I'm 60 years old and have some hip mobility issues. With practice my ability to strap in has improved, but the K2 Cinch or Flow N.A.S.T.Y. are a great advantage to me.


----------



## cootcraig (Feb 5, 2013)

slyder said:


> Honestly I think either choice of strap you would be happy with. I have had 2 power I-straps and I can feel a difference riding the new toe strap version.


Can you tell me the advantages of each type of toe strap? Either will work is already a fine answer, but I'm still curious.


----------



## cootcraig (Feb 5, 2013)

john doe said:


> Get the AT. The single strap is more comfortable. Only reason I got the SE's is for the softer highback since I do a lot of park riding.

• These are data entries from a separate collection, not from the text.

PR #5377, opened 2023-10-27
Review top bar

Rawa:
Adjust the top bar colors according to design. Before merging we need final answer from design whether or not the Mullvad text should be tinted or not. Design currently does not have it but both Android and Desktop do.

- - -
This change is [Reviewable](https://reviewable.io/reviews/mullvad/mullvadvpn-app/5377)


Rawa:
On hold, while waiting for a clear answer from design. Current design has no alpha on the Mullvad VPN text (like this commit), however both desktop and android has currently. It was changed from 60% to 80% in 2019. Still unclear whether we should have it or not.

Rawa:
Decision now made from design, we should have 80% opacity on the logo until further notice. I'll revert some of the PR.

PR #5396, opened 2023-11-03
show outgoing connection on map

mojganii:
this PR introduces a valuable feature that enhances the user experience by showing outgoing addresses in the connection view. This information is especially useful when access to exit IPs is available, and the implementation ensures the accuracy and completeness of the displayed data by making two network requests and waiting for their successful completion.these actions are taken to achieve the result :

1.**Network Requests for IP Addresses**: To gather the necessary information, two network requests are initiated, one for IPv4 and the other for IPv6 addresses. These requests are essential for determining the exit IP address associated with the established tunnel.
2. **Wait for Completion:** The system intelligently waits for both of these requests to be completed successfully, ensuring that we have comprehensive data for both IPv4 and IPv6 addresses if they are available .
3. **Exit Addresses Display**: Once both IPv4 and IPv6 address data are done, the connection view is updated to prominently display the exit addresses.

<table style="height: 568px; width: 600px; border-collapse: collapse; margin-left: auto; margin-right: auto;" cellspacing="20" cellpadding="28">
<tbody>
<tr>
    <th>Before</th>
    <th colspan="5">After</th>
</tr>
<tr>
<td style="width: 50%;"></td>
<td style="width: 50%;"></td>
</tr>
</tbody>
</table>

- - -
This change is [Reviewable](https://reviewable.io/reviews/mullvad/mullvadvpn-app/5396)

### DIFF
--- a/ios/MullvadVPN.xcodeproj/project.pbxproj
+++ b/ios/MullvadVPN.xcodeproj/project.pbxproj
@@ -650,10 +650,21 @@
 		F09A297C2A9F8A9B00EA3B6F /* VoucherTextField.swift in Sources */ = {isa = PBXBuildFile; fileRef = F09A29792A9F8A9B00EA3B6F /* VoucherTextField.swift */; };
 		F09A297D2A9F8A9B00EA3B6F /* RedeemVoucherContentView.swift in Sources */ = {isa = PBXBuildFile; fileRef = F09A297A2A9F8A9B00EA3B6F /* RedeemVoucherContentView.swift */; };
 		F09A29822A9F8AD200EA3B6F /* RedeemVoucherInteractor.swift in Sources */ = {isa = PBXBuildFile; fileRef = F09A297F2A9F8AD200EA3B6F /* RedeemVoucherInteractor.swift */; };
+		F09D04B32AE919AC003D4F89 /* OutgoingConnectionProxy.swift in Sources */ = {isa = PBXBuildFile; fileRef = F09D04AF2AE7F83D003D4F89 /* OutgoingConnectionProxy.swift */; };
+		F09D04B52AE93CB6003D4F89 /* OutgoingConnectionProxy+Stub.swift in Sources */ = {isa = PBXBuildFile; fileRef = F09D04B42AE93CB6003D4F89 /* OutgoingConnectionProxy+Stub.swift */; };
+		F09D04B72AE941DA003D4F89 /* OutgoingConnectionProxyTests.swift in Sources */ = {isa = PBXBuildFile; fileRef = F09D04B62AE941DA003D4F89 /* OutgoingConnectionProxyTests.swift */; };
+		F09D04B92AE95111003D4F89 /* OutgoingConnectionProxy.swift in Sources */ = {isa = PBXBuildFile; fileRef = F09D04AF2AE7F83D003D4F89 /* OutgoingConnectionProxy.swift */; };
+		F09D04BB2AE95396003D4F89 /* MockURLProtocol.swift in Sources */ = {isa = PBXBuildFile; fileRef = F09D04BA2AE95396003D4F89 /* MockURLProtocol.swift */; };
+		F09D04BD2AEBB7C5003D4F89 /* OutgoingConnectionService.swift in Sources */ = {isa = PBXBuildFile; fileRef = F09D04BC2AEBB7C5003D4F89 /* OutgoingConnectionService.swift */; };
+		F09D04C02AF39D63003D4F89 /* OutgoingConnectionServiceTests.swift in Sources */ = {isa = PBXBuildFile; fileRef = F09D04BF2AF39D63003D4F89 /* OutgoingConnectionServiceTests.swift */; };
+		F09D04C12AF39EA2003D4F89 /* OutgoingConnectionService.swift in Sources */ = {isa = PBXBuildFile; fileRef = F09D04BC2AEBB7C5003D4F89 /* OutgoingConnectionService.swift */; };
+		F0B0E6972AFE6E7E001DC66B /* XCTest+Async.swift in Sources */ = {isa = PBXBuildFile; fileRef = F0B0E6962AFE6E7E001DC66B /* XCTest+Async.swift */; };
 		F0C2AEFD2A0BB5CC00986207 /* NotificationProviderIdentifier.swift in Sources */ = {isa = PBXBuildFile; fileRef = F0C2AEFC2A0BB5CC00986207 /* NotificationProviderIdentifier.swift */; };
 		F0C6A8432AB08E54000777A8 /* RedeemVoucherViewConfiguration.swift in Sources */ = {isa = PBXBuildFile; fileRef = F0C6A8422AB08E54000777A8 /* RedeemVoucherViewConfiguration.swift */; };
 		F0C6FA812A66E23300F521F0 /* DeleteAccountOperation.swift in Sources */ = {isa = PBXBuildFile; fileRef = F0C6FA802A66E23300F521F0 /* DeleteAccountOperation.swift */; };
 		F0C6FA852A6A733700F521F0 /* InAppPurchaseInteractor.swift in Sources */ = {isa = PBXBuildFile; fileRef = F0C6FA842A6A733700F521F0 /* InAppPurchaseInteractor.swift */; };
+		F0D8825B2B04F53600D3EF9A /* OutgoingConnectionData.swift in Sources */ = {isa = PBXBuildFile; fileRef = F0D8825A2B04F53600D3EF9A /* OutgoingConnectionData.swift */; };
+		F0D8825C2B04F70E00D3EF9A /* OutgoingConnectionData.swift in Sources */ = {isa = PBXBuildFile; fileRef = F0D8825A2B04F53600D3EF9A /* OutgoingConnectionData.swift */; };
 		F0DA87472A9CB9A2006044F1 /* AccountExpiryRow.swift in Sources */ = {isa = PBXBuildFile; fileRef = F0DA87462A9CB9A2006044F1 /* AccountExpiryRow.swift */; };
 		F0DA87492A9CBA9F006044F1 /* AccountDeviceRow.swift in Sources */ = {isa = PBXBuildFile; fileRef = F0DA87482A9CBA9F006044F1 /* AccountDeviceRow.swift */; };
 		F0DA874B2A9CBACB006044F1 /* AccountNumberRow.swift in Sources */ = {isa = PBXBuildFile; fileRef = F0DA874A2A9CBACB006044F1 /* AccountNumberRow.swift */; };
@@ -1636,10 +1647,18 @@
 		F09A29792A9F8A9B00EA3B6F /* VoucherTextField.swift */ = {isa = PBXFileReference; fileEncoding = 4; lastKnownFileType = sourcecode.swift; path = VoucherTextField.swift; sourceTree = "<group>"; };
 		F09A297A2A9F8A9B00EA3B6F /* RedeemVoucherContentView.swift */ = {isa = PBXFileReference; fileEncoding = 4; lastKnownFileType = sourcecode.swift; path = RedeemVoucherContentView.swift; sourceTree = "<group>"; };
 		F09A297F2A9F8AD200EA3B6F /* RedeemVoucherInteractor.swift */ = {isa = PBXFileReference; fileEncoding = 4; lastKnownFileType = sourcecode.swift; path = RedeemVoucherInteractor.swift; sourceTree = "<group>"; };
+		F09D04AF2AE7F83D003D4F89 /* OutgoingConnectionProxy.swift */ = {isa = PBXFileReference; lastKnownFileType = sourcecode.swift; path = OutgoingConnectionProxy.swift; sourceTree = "<group>"; };
+		F09D04B42AE93CB6003D4F89 /* OutgoingConnectionProxy+Stub.swift */ = {isa = PBXFileReference; lastKnownFileType = sourcecode.swift; path = "OutgoingConnectionProxy+Stub.swift"; sourceTree = "<group>"; };
+		F09D04B62AE941DA003D4F89 /* OutgoingConnectionProxyTests.swift */ = {isa = PBXFileReference; lastKnownFileType = sourcecode.swift; path = OutgoingConnectionProxyTests.swift; sourceTree = "<group>"; };
+		F09D04BA2AE95396003D4F89 /* MockURLProtocol.swift */ = {isa = PBXFileReference; lastKnownFileType = sourcecode.swift; path = MockURLProtocol.swift; sourceTree = "<group>"; };
+		F09D04BC2AEBB7C5003D4F89 /* OutgoingConnectionService.swift */ = {isa = PBXFileReference; lastKnownFileType = sourcecode.swift; path = OutgoingConnectionService.swift; sourceTree = "<group>"; };
+		F09D04BF2AF39D63003D4F89 /* OutgoingConnectionServiceTests.swift */ = {isa = PBXFileReference; lastKnownFileType = sourcecode.swift; path = OutgoingConnectionServiceTests.swift; sourceTree = "<group>"; };
+		F0B0E6962AFE6E7E001DC66B /* XCTest+Async.swift */ = {isa = PBXFileReference; lastKnownFileType = sourcecode.swift; path = "XCTest+Async.swift"; sourceTree = "<group>"; };
 		F0C2AEFC2A0BB5CC00986207 /* NotificationProviderIdentifier.swift */ = {isa = PBXFileReference; lastKnownFileType = sourcecode.swift; path = NotificationProviderIdentifier.swift; sourceTree = "<group>"; };
 		F0C6A8422AB08E54000777A8 /* RedeemVoucherViewConfiguration.swift */ = {isa = PBXFileReference; lastKnownFileType = sourcecode.swift; path = RedeemVoucherViewConfiguration.swift; sourceTree = "<group>"; };
 		F0C6FA802A66E23300F521F0 /* DeleteAccountOperation.swift */ = {isa = PBXFileReference; lastKnownFileType = sourcecode.swift; path = DeleteAccountOperation.swift; sourceTree = "<group>"; };
 		F0C6FA842A6A733700F521F0 /* InAppPurchaseInteractor.swift */ = {isa = PBXFileReference; lastKnownFileType = sourcecode.swift; path = InAppPurchaseInteractor.swift; sourceTree = "<group>"; };
+		F0D8825A2B04F53600D3EF9A /* OutgoingConnectionData.swift */ = {isa = PBXFileReference; lastKnownFileType = sourcecode.swift; path = OutgoingConnectionData.swift; sourceTree = "<group>"; };
 		F0DA87462A9CB9A2006044F1 /* AccountExpiryRow.swift */ = {isa = PBXFileReference; lastKnownFileType = sourcecode.swift; path = AccountExpiryRow.swift; sourceTree = "<group>"; };
 		F0DA87482A9CBA9F006044F1 /* AccountDeviceRow.swift */ = {isa = PBXFileReference; lastKnownFileType = sourcecode.swift; path = AccountDeviceRow.swift; sourceTree = "<group>"; };
 		F0DA874A2A9CBACB006044F1 /* AccountNumberRow.swift */ = {isa = PBXFileReference; lastKnownFileType = sourcecode.swift; path = AccountNumberRow.swift; sourceTree = "<group>"; };
@@ -2128,14 +2147,15 @@
 		583FE01E29C197D5006E85F9 /* Tunnel */ = {
 			isa = PBXGroup;
 			children = (
-				58B43C1825F77DB60002C8C3 /* TunnelControlView.swift */,
-				58C3F4F82964B08300D72515 /* MapViewController.swift */,
 				58A1AA8B23F5584B009F7EA6 /* ConnectionPanelView.swift */,
-				58CCA00F224249A1004F3011 /* TunnelViewController.swift */,
 				5878A27A2909649A0096FC88 /* CustomOverlayRenderer.swift */,
-				5878A278290954790096FC88 /* TunnelViewControllerInteractor.swift */,
 				58907D9424D17B4E00CFC3F5 /* DisconnectSplitButton.swift */,
+				58C3F4F82964B08300D72515 /* MapViewController.swift */,
+				F09D04BC2AEBB7C5003D4F89 /* OutgoingConnectionService.swift */,
 				5862805322428EF100F5A6E1 /* TranslucentButtonBlurView.swift */,
+				58B43C1825F77DB60002C8C3 /* TunnelControlView.swift */,
+				58CCA00F224249A1004F3011 /* TunnelViewController.swift */,
+				5878A278290954790096FC88 /* TunnelViewControllerInteractor.swift */,
 			);
 			path = Tunnel;
 			sourceTree = "<group>";
@@ -2493,6 +2513,10 @@
 				F07BF2572A26112D00042943 /* InputTextFormatterTests.swift */,
 				A9B6AC172ADE8F4300F7802A /* MigrationManagerTests.swift */,
 				58C3FA652A38549D006A450A /* MockFileCache.swift */,
+				F09D04BA2AE95396003D4F89 /* MockURLProtocol.swift */,
+				F09D04B42AE93CB6003D4F89 /* OutgoingConnectionProxy+Stub.swift */,
+				F09D04B62AE941DA003D4F89 /* OutgoingConnectionProxyTests.swift */,
+				F09D04BF2AF39D63003D4F89 /* OutgoingConnectionServiceTests.swift */,
 				A9467E7E2A29DEFE000DC21F /* RelayCacheTests.swift */,
 				A9C342C22ACC3EE90045F00E /* RelayCacheTracker+Stubs.swift */,
 				584B26F3237434D00073B10E /* RelaySelectorTests.swift */,
@@ -2503,6 +2527,7 @@
 				A9E0317B2ACBFC7E0095D843 /* TunnelStore+Stubs.swift */,
 				A9E031792ACB0AE70095D843 /* UIApplication+Stubs.swift */,
 				58165EBD2A262CBB00688EAD /* WgKeyRotationTests.swift */,
+				F0B0E6962AFE6E7E001DC66B /* XCTest+Async.swift */,
 			);
 			path = MullvadVPNTests;
 			sourceTree = "<group>";
@@ -2737,6 +2762,7 @@
 				58C774C929AB543C003A1A56 /* Containers */,
 				58CAF9F22983D32200BE19F7 /* Coordinators */,
 				583FE02329C1AC9F006E85F9 /* Extensions */,
+				F09D04B82AE94F27003D4F89 /* GeneralAPIs */,
 				58B26E1F2943516500D5980C /* Notifications */,
 				586A950B2901250A007BAF2B /* Operations */,
 				5864859729A0D012006C5743 /* Presentation controllers */,
@@ -3016,6 +3042,15 @@
 				F09A29792A9F8A9B00EA3B6F /* VoucherTextField.swift */,
 			);
 			path = RedeemVoucher;
+			sourceTree = "<group>";
+		};
+		F09D04B82AE94F27003D4F89 /* GeneralAPIs */ = {
+			isa = PBXGroup;
+			children = (
+				F0D8825A2B04F53600D3EF9A /* OutgoingConnectionData.swift */,
+				F09D04AF2AE7F83D003D4F89 /* OutgoingConnectionProxy.swift */,
+			);
+			path = GeneralAPIs;
 			sourceTree = "<group>";
 		};
 		F0E361892A4ADCF500AEEF2B /* Welcome */ = {
@@ -4095,15 +4130,19 @@
 				A9B6AC1B2ADEA3AD00F7802A /* MemoryCache.swift in Sources */,
 				A9A5F9EA2ACB05160083449F /* Bundle+ProductVersion.swift in Sources */,
 				A9A5F9EB2ACB05160083449F /* CharacterSet+IPAddress.swift in Sources */,
+				F0D8825C2B04F70E00D3EF9A /* OutgoingConnectionData.swift in Sources */,
 				A9A5F9EC2ACB05160083449F /* CodingErrors+CustomErrorDescription.swift in Sources */,
 				A9A5F9ED2ACB05160083449F /* NSRegularExpression+IPAddress.swift in Sources */,
 				A9A5F9EE2ACB05160083449F /* RESTCreateApplePaymentResponse+Localization.swift in Sources */,
 				A9A5F9EF2ACB05160083449F /* String+AccountFormatting.swift in Sources */,
 				A9A5F9F02ACB05160083449F /* String+FuzzyMatch.swift in Sources */,
+				F09D04C12AF39EA2003D4F89 /* OutgoingConnectionService.swift in Sources */,
 				A9A5F9F12ACB05160083449F /* String+Split.swift in Sources */,
 				A9A5F9F22ACB05160083449F /* NotificationConfiguration.swift in Sources */,
 				A9A5F9F32ACB05160083449F /* AccountExpirySystemNotificationProvider.swift in Sources */,
 				A9A5F9F52ACB05160083449F /* RegisteredDeviceInAppNotificationProvider.swift in Sources */,
+				F09D04B72AE941DA003D4F89 /* OutgoingConnectionProxyTests.swift in Sources */,
+				F09D04B92AE95111003D4F89 /* OutgoingConnectionProxy.swift in Sources */,
 				A9A5F9F62ACB05160083449F /* TunnelStatusNotificationProvider.swift in Sources */,
 				A9A5F9F72ACB05160083449F /* NotificationProviderProtocol.swift in Sources */,
 				A9A5F9F82ACB05160083449F /* NotificationProviderIdentifier.swift in Sources */,
@@ -4144,12 +4183,14 @@
 				A9A5FA142ACB05160083449F /* MapConnectionStatusOperation.swift in Sources */,
 				A9A5FA152ACB05160083449F /* RedeemVoucherOperation.swift in Sources */,
 				A9A5FA162ACB05160083449F /* RotateKeyOperation.swift in Sources */,
+				F09D04B52AE93CB6003D4F89 /* OutgoingConnectionProxy+Stub.swift in Sources */,
 				A9A5FA172ACB05160083449F /* SendTunnelProviderMessageOperation.swift in Sources */,
 				A9A5FA182ACB05160083449F /* SetAccountOperation.swift in Sources */,
 				A9A5FA192ACB05160083449F /* StartTunnelOperation.swift in Sources */,
 				A9A5FA1A2ACB05160083449F /* StopTunnelOperation.swift in Sources */,
 				A9A5FA1B2ACB05160083449F /* Tunnel.swift in Sources */,
 				A9A5FA1C2ACB05160083449F /* Tunnel+Messaging.swift in Sources */,
+				F09D04BB2AE95396003D4F89 /* MockURLProtocol.swift in Sources */,
 				A9A5FA1D2ACB05160083449F /* TunnelBlockObserver.swift in Sources */,
 				A9A5FA1E2ACB05160083449F /* TunnelConfiguration.swift in Sources */,
 				A9A5FA1F2ACB05160083449F /* TunnelInteractor.swift in Sources */,
@@ -4159,6 +4200,7 @@
 				A9A5FA222ACB05160083449F /* TunnelObserver.swift in Sources */,
 				A988A3E22AFE54AC0008D2C7 /* AccountExpiry.swift in Sources */,
 				A9E0317F2ACC331C0095D843 /* TunnelStatusBlockObserver.swift in Sources */,
+				F09D04C02AF39D63003D4F89 /* OutgoingConnectionServiceTests.swift in Sources */,
 				A9A5FA232ACB05160083449F /* TunnelState.swift in Sources */,
 				A9A5FA242ACB05160083449F /* TunnelStore.swift in Sources */,
 				A9A5FA252ACB05160083449F /* UpdateAccountDataOperation.swift in Sources */,
@@ -4174,6 +4216,7 @@
 				A9A5FA2E2ACB05160083449F /* FileCacheTests.swift in Sources */,
 				A9A5FA2F2ACB05160083449F /* FixedWidthIntegerArithmeticsTests.swift in Sources */,
 				A9A5FA302ACB05160083449F /* InputTextFormatterTests.swift in Sources */,
+				F0B0E6972AFE6E7E001DC66B /* XCTest+Async.swift in Sources */,
 				A9A5FA312ACB05160083449F /* MockFileCache.swift in Sources */,
 				A9A5FA322ACB05160083449F /* RelayCacheTests.swift in Sources */,
 				A9A5FA332ACB05160083449F /* RelaySelectorTests.swift in Sources */,
@@ -4485,6 +4528,7 @@
 				F0C6A8432AB08E54000777A8 /* RedeemVoucherViewConfiguration.swift in Sources */,
 				7AF10EB42ADE85BC00C090B9 /* RelayFilterCoordinator.swift in Sources */,
 				58FB865526E8BF3100F188BC /* StorePaymentManagerError.swift in Sources */,
+				F09D04B32AE919AC003D4F89 /* OutgoingConnectionProxy.swift in Sources */,
 				58FD5BF42428C67600112C88 /* InAppPurchaseButton.swift in Sources */,
 				7AF10EB22ADE859200C090B9 /* AlertViewController.swift in Sources */,
 				587D9676288989DB00CD8F1C /* NSLayoutConstraint+Helpers.swift in Sources */,
@@ -4502,12 +4546,14 @@
 				063687BA28EB234F00BE7161 /* PacketTunnelTransport.swift in Sources */,
 				A9C342C12ACC37E30045F00E /* TunnelStatusBlockObserver.swift in Sources */,
 				587425C12299833500CA2045 /* RootContainerViewController.swift in Sources */,
+				F09D04BD2AEBB7C5003D4F89 /* OutgoingConnectionService.swift in Sources */,
 				5896AE84246D5889005B36CB /* CustomDateComponentsFormatting.swift in Sources */,
 				5871167F2910035700D41AAC /* PreferencesInteractor.swift in Sources */,
 				7A9CCCC22A96302800DD6A34 /* SafariCoordinator.swift in Sources */,
 				58E20771274672CA00DE5D77 /* LaunchViewController.swift in Sources */,
 				F0E8CC032A4C753B007ED3B4 /* WelcomeViewController.swift in Sources */,
 				584D26C4270C855B004EA533 /* PreferencesDataSource.swift in Sources */,
+				F0D8825B2B04F53600D3EF9A /* OutgoingConnectionData.swift in Sources */,
 				7A9CCCB62A96302800DD6A34 /* OutOfTimeCoordinator.swift in Sources */,
 				58FD5BF024238EB300112C88 /* SKProduct+Formatting.swift in Sources */,
 				58B43C1925F77DB60002C8C3 /* TunnelControlView.swift in Sources */,
--- a/ios/MullvadVPN/Coordinators/ApplicationCoordinator.swift
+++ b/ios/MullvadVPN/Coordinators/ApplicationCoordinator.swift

Good information, I was thinking a stiff back would match my riding preferences.


----------



## Oldman (Mar 7, 2012)

Hey Coot:

At 60, congrats on still going down the hill sideways!!!!! :rock:Great to hear you are still keen on getting new gear. I suspect that if you acquire a new set of NX2's you will be good to go for at least another decade!!!!!!!!! 

Guys like you are an inspiration to all of us. :eusa_clap: Cheers


----------



## jdang307 (Feb 6, 2011)

guharon said:


> I'm curious, why rear entry? At that price, you can get some of the best bindings in the market: Force/Cartel/390's.

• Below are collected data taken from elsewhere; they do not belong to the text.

PR #5406, opened 2023-11-08
Add support for links in markdown

pronebird:
This PR revamps the markdown parser which previously was limited to supporting bold text and paragraphs, but with this PR it gets extended to support links too. Our previous implementation was very simple and to support links I had to make a more formal parser.

The syntax for links looks as following:

```
[Mullvad VPN](https://mullvad.net/)
```

Typically `NSAttributedString` uses `NSLinkAttributeName` attribute to highlight links within the attributed string, however when such attribute is used with `UILabel`, the color of the link is impossible to change as it's somehow fixed to default blue. `MarkdownStylingOptions` offers a way to customize the attribute that's being used, a custom `.hyperlink` attribute is offered as alternative.

Standard link attribute with custom `UILabel` supporting touch on links:

Screenshot 2023-11-08 at 10 45 39

Custom hyperlink attribute with custom `UILabel` supporting touch on links:

Screenshot 2023-11-08 at 10 09 57


rablador (commented):
I haven't properly looked at the code yet, but I'm wondering if we really need a more complex parser for this. Having a more full-fledged markdown parser could come in handy, sure, but if the only use case right now is the one above can't we just use a UITextView with attributed text and call it a day?

> *[Reviewable](https://reviewable.io/reviews/mullvad/mullvadvpn-app/5406#-:-Nij9_lR-VatzNXKqtNk:b-qptksp)* status: 0 of 24 files reviewed, all discussions resolved

rablador (commented):
Sorry, I meant that by setting a link attribute (`.setAttributes([.link: <some url>], range: <some range>)`) on an attributed string for the link portion, and then assigning it to a `UITextView`, will make the link clickable by default.

> *[Reviewable](https://reviewable.io/reviews/mullvad/mullvadvpn-app/5406#-:-NiohmNH3VV6XiL_HMs3:b-tq7tws)* status: 0 of 24 files reviewed, all discussions resolved

PR #5425, opened 2023-11-13
Fix race condition when updating provider and ownership at the same time

Pururun:


Rawa (commented):
Have we checked with daemon to ensure this is not an issue on their end? I mean it feels weird that it does not handle two updates, this becomes more of a workaround than an actual fix.

> *[Reviewable](https://reviewable.io/reviews/mullvad/mullvadvpn-app/5425#-:-NjH5AHR6nUMi93tmqep:b-bz0dec)* status: 0 of 4 files reviewed, all discussions resolved

albin-mullvad (commented):
Yes, would be good to double check this :thumbsup: 

> *[Reviewable](https://reviewable.io/reviews/mullvad/mullvadvpn-app/5425#-:-NjHFiDsB7hV5GS__f6k:b-p567xd)* status: :shipit: complete! all files reviewed, all discussions resolved

Pururun (commented):
I have checked and it is an issue on our end. Since we are getting the relay settings from the daemon and update one value and then send the whole class back to the daemon if you do it in parallell you will get two updates that will overwrite each other, which kind of creates something similar to a race condition, but I should have used a better word in this case. Another way to solve this would be to add some kind of write lock, but then you would make two separate updates that might trigger two separate reconnects.

> *[Reviewable](https://reviewable.io/reviews/mullvad/mullvadvpn-app/5425#-:-NjHKuRi0SGNAEKDG6uN:b-vnan0q)* status: :shipit: complete! all files reviewed, all discussions resolved

albin-mullvad (commented):
Is there any benefit of separating the ownership and provider requests? I believe it would be best to skip the separate requests and just use this new combined one since that's more similar to the settings we hand over to the daemon.

> *[Reviewable](https://reviewable.io/reviews/mullvad/mullvadvpn-app/5425#-:-NjHd99910laxkhS_-7s:bhtpspy)* status: :shipit: complete! all files reviewed, all discussions resolved

Rawa (commented):
Good to know that it is only on our end, then I'm fine with merging this, it can be something we can look into reworking the daemon interaction. I believe I hit this before when working on the settings so it is good to be aware of, I've also created an issue for it:
https://linear.app/mullvad/issue/DROID-492/settings-race-condition

> *[Reviewable](https://reviewable.io/reviews/mullvad/mullvadvpn-app/5425#-:-NjI-CcO4CzH5wbBS9tj:b-54923i)* status: :shipit: complete! all files reviewed, all discussions resolved

sabercodic (approved):
> Reviewed 3 of 4 files at r1, all commit messages.
> *[Reviewable](https://reviewable.io/reviews/mullvad/mullvadvpn-app/5425)* status: :shipit: complete! all files reviewed, all discussions resolved

Pururun (commented):
@albin-mullvad I guess it is possible to have them together all the time. I can change it to that.

> *[Reviewable](https://reviewable.io/reviews/mullvad/mullvadvpn-app/5425#-:-NjIBlju5dWScFVPMuFH:b-c2e2al)* status: :shipit: complete! all files reviewed, all discussions resolved

albin-mullvad (commented):
Sounds good! :thumbsup: 

> *[Reviewable](https://reviewable.io/reviews/mullvad/mullvadvpn-app/5425#-:-NjIDjHw1aM-9WVJWNs2:bht10at)* status: :shipit: complete! all files reviewed, all discussions resolved

Rawa (approved):
I think that long-term we should be able to support individual settings. It is cumbersome to have to prove (and also fetch) the settings before setting them. It also opens up for potential errors if we change the 2 variables at the same time in separate calls.

> *[Reviewable](https://reviewable.io/reviews/mullvad/mullvadvpn-app/5425#-:-NjIFiG07KvzTDaNSPHk:b-xlz0o6)* status: :shipit: complete! all files reviewed, all discussions resolved

albin-mullvad (approved):
:lgtm:

> Reviewed 1 of 3 files at r2, 4 of 4 files at r3, all commit messages.
> *[Reviewable](https://reviewable.io/reviews/mullvad/mullvadvpn-app/5425#-:-NjNravcASd0iznkvUuQ:bnfp4nl)* status: :shipit: complete! all files reviewed, all discussions resolved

My buddy's belly is so big he can barely strap in normally if there is no bench around. With the air thin, he comes pretty close to passing out..

:laugh:


----------



## scotty100 (Apr 3, 2012)

Oldman said:


> Hey Coot:
> 
> At 60, congrats on still going down the hill sideways!!!!! :rock:Great to hear you are still keen on getting new gear. I suspect that if you acquire a new set of NX2's you will be good to go for at least another decade!!!!!!!!!
> 
> Guys like you are an inspiration to all of us. :eusa_clap: Cheers



+1...that's awesome. :bowdown:


----------



## cootcraig (Feb 5, 2013)

cootcraig said:


> Which of the Nx2's will work for me.


Thanks for the feedback so far, I will be considering the Flow NX2-AT.


----------



## cootcraig (Feb 5, 2013)

cootcraig said:


> Thanks for the feedback so far, I will be considering the Flow NX2-AT.

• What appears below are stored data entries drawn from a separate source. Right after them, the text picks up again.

PR #5434, opened 2023-11-14
Change - to ~ before beta in rpm version to make dnf treat it as upgrade

faern:
Same fix as #2266 but for RPM instead of DEB.

Basically the Linux package managers compares versions in such a way that `YYYY.NN-betaX` is regarded as a later version than `YYYY.NN`. But in our case it's the other way around. A beta is a pre-release to the corresponding stable. And for both deb and rpm this is denoted with a tilde:

> The tilde symbol ('\~') is used before a version component which must sort earlier than any non-tilde component. It is used for any pre-release versions which wouldn't otherwise sort appropriately.
For example, with upstream releases 0.4.0, 0.4.1, 0.5.0-rc1, 0.5.0-rc2, 0.5.0, the two "release candidates" should use 0.5.0\~rc1 and 0.5.0\~rc2 in the Version: field.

And I've made an online order of a Flow Nx2-AT


----------



## t21 (Dec 29, 2010)

cootcraig said:


> And I've made an online order of a Flow Nx2-AT


same here,finally gave in and ordered one:yahoo:. Hope i can ride as long as you have man and then some:eusa_clap:


----------



## Oldman (Mar 7, 2012)

Both of you touch base if you need any help setting them up.


----------



## t21 (Dec 29, 2010)

Oldman said:


> Both of you touch base if you need any help setting them up.


i will, thanks.


----------